In February 2004, former New York Times Book Review editor Charles McGrath created a minor controversy with an essay in which he wondered why most contemporary thriller writers “don’t seem to be interested in the post-9/11 landscape.” The mystery world is excellent at defending its turf, so it’s hardly surprising that several months later, spy novelist Gayle Lynds would write a rebuttal piece. Citing upwardly trending statistics and her own career as a model, Lynds challenged McGrath and readers to “look realistically at espionage thrillers again. They’re not only alive, readers are excited about them.”

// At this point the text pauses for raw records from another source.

Issue #2379, opened 2020-10-12
Comment-Out Google Analytics Boilerplate


TensorTom:
**I'm submitting a ...**

- [x] bug report
- [ ] feature request
- [ ] other (Please do not submit support requests here (below))

In the greater interest of privacy, many may consider it a bug of a boilerplate lib/repo to contain embedded active scripting from a remote Google property by default. Recommend simply commenting out the script tags with a message such as:

```html
<!-- Google Analytics: Uncomment the code block below & change UA-XXXXX-Y to be your site's ID. -->

<!--
<script>
    window.ga = function () { ga.q.push(arguments) }; ga.q = []; ga.l = +new Date;
    ga('create', 'UA-XXXXX-Y', 'auto'); ga('set', 'anonymizeIp', true); ga('set', 'transport', 'beacon'); ga('send', 'pageview')
</script>
<script src="https://www.google-analytics.com/analytics.js" async></script>
-->
```

hDmtP:
"**change UA-XXXXX-Y to be your site's ID.**" - how to be sure that one chooses a unique ID. 
And please can you explain how this scripting will help users privacy?

PR #2380, opened 2020-10-12
GA commented-out by default (#2379)

TensorTom:
## Types of changes

## Checklist:

- [x] I have added tests to cover my changes.

Thanks!

### DIFF
--- a/dist/index.html
+++ b/dist/index.html
@@ -29,12 +29,15 @@
   <script src="js/vendor/modernizr-3.11.3.min.js"></script>
   <script src="js/app.js"></script>
 
-  <!-- Google Analytics: change UA-XXXXX-Y to be your site's ID. -->
+  <!-- Google Analytics: Uncomment the code block below & change UA-XXXXX-Y to be your site's ID. -->
+
+  <!--
   <script>
-    window.ga = function () { ga.q.push(arguments) }; ga.q = []; ga.l = +new Date;
-    ga('create', 'UA-XXXXX-Y', 'auto'); ga('set', 'anonymizeIp', true); ga('set', 'transport', 'beacon'); ga('send', 'pageview')
+      window.ga = function () { ga.q.push(arguments) }; ga.q = []; ga.l = +new Date;
+      ga('create', 'UA-XXXXX-Y', 'auto'); ga('set', 'anonymizeIp', true); ga('set', 'transport', 'beacon'); ga('send', 'pageview')
   </script>
   <script src="https://www.google-analytics.com/analytics.js" async></script>
+  -->
 </body>
 
 </html>
--- a/src/doc/html.md
+++ b/src/doc/html.md
@@ -224,6 +224,12 @@ property admin. By anonymizing the IP address you can make your site more
 GDPR-compliant as a full IP address can be defined as PII (personally
 identifiable information.)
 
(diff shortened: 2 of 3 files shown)


coliff:
Thanks for the PR, though I don't think this should be merged. The full IP address is not sent to Google at all when using the `anonymizeIp` feature so the explanation in the docs update in this PR isn't quite right. It has a good explainer here: https://support.google.com/analytics/answer/2763052?hl=en. If we were to not enable Google Analytics in our html template by default, I think it'd be better to remove it altogether and document it in the docs rather than comment it out.

Also, PRs must include updated `/dist/` directory after making a build.

roblarsen:
Thanks for your contribution. Even PRs that don't get merged, like this, help us because it forces us to look at the proposed change and think about where we're at. I agree with @coliff I don't think this is a change we want to pull in.

TensorTom:
Looks like it was closed before I could reply. No matter. I care enough about privacy to reply anyway. I would have disagreed on the basis that the justification for not merging doesn't address the purpose of the merge and is also somewhat inaccurate. I read the docs fully before making the PR.

**Case 1:**

"The full IP address is not sent to Google at all when using the anonymizeIp feature."

This is not true and potentially misleading to new developers. From Google's docs:

"When a customer of Analytics requests IP address anonymization, Analytics anonymizes the address as soon as technically feasible at the earliest possible stage of the collection network."

This means that in fact, your full IP address was sent to Google. That you have already given your customer's/visitors IP addresses to them and are now taking it on faith of ethical good will that Google will always honour a policy. While some people are content to take Google at their word, call me crazy but I am not.

The first thing I did when I saw the GA code was remove it. You may disagree and believe Google's stated intent but I and many others don't. By leaving it on by default, you're saying that you believe most people (If asked) would prefer to have their customers' data sent to Google. I doubt this is the case.

**Case 2:**

Not only is it enabling a privacy concern, it's a needless one. I'd be willing to bet that most the pages that the boilerplate is used for never get connected to a Google Analytics account. This means that users are, by default, likely exposing their users to a privacy risk without even conferring any benefit. This leads directly into...

**Case 3:**

Even worse, this block of code is (by default) adding extra page load time, file-size, and an extra HTTPS connection upon page-load with no benefit to the developer or visitor (Most of the time). I can understand having it in a comment because that might be convenient for a subset of people. To leave it enabled by default though with so many downsides and (Most probably) hardly anyone actually using it makes little sense to me.

**Finally:**

I don't really care if you guys merge such a simple commit that took me all of a few minutes. I was surprised though that a commit with such an obvious technical benefit and zero downsides wasn't merged. Also, I did generate a new dist but I may have forgot to run it after updating the docs.

to each codebase their own I suppose

roblarsen:
Thanks for following up with that. I appreciate the thought you've put into this. To follow up I'll repeat what @coliff said and then add some color

> If we were to not enable Google Analytics in our html template by default, I think it'd be better to remove it altogether and document it in the docs rather than comment it out.

He said the above because, as a design decision that we made many years ago (maybe 8 or so), we don't ship anything extraneous. **We would never ship commented out code.** Proposing that we ship commented out code, no matter how well thought-out the reasoning is behind the change, is a non-starter. We would 💯 remove GA first.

Three years on, both Lynds and McGrath appear to have been correct — a seeming paradox that really isn’t. While a bona fide comeback for spy thrillers is still more rumor than fact, 2007 alone has produced or will see new books from veterans such as Daniel Silva, Joseph Finder, Alex Carr and Olen Steinhauer — not to mention the continuation of Robert Ludlum’s Bourne series by Eric Van Lustbader. Others are also making their mark: Washington Post writer David Ignatius’ “Body of Lies” (Norton: 320 pp., $24.95) has racked up accolades for its depiction of a post-Sept. 11 world, while New York Times business reporter Alex Berenson took home the Edgar Award for Best First Novel this year for his Al Qaeda-centric thriller, “The Faithful Spy” (Random House: 352 pp., $24.95).

At the same time, a look at both bestseller lists and upcoming releases presents a picture in line with McGrath’s disappointed point of view. Readers clamor for the McDonald’s-like approach of a James Patterson and his easy-to-digest products; Lee Child’s novels owe more to archetypal myths than to contemporary politics. For their parts, Steinhauer, Boris Starling and Alan Furst have concentrated on the recent past, and Silva’s contemporary portrayal of Middle Eastern politics can be too slick for its own good.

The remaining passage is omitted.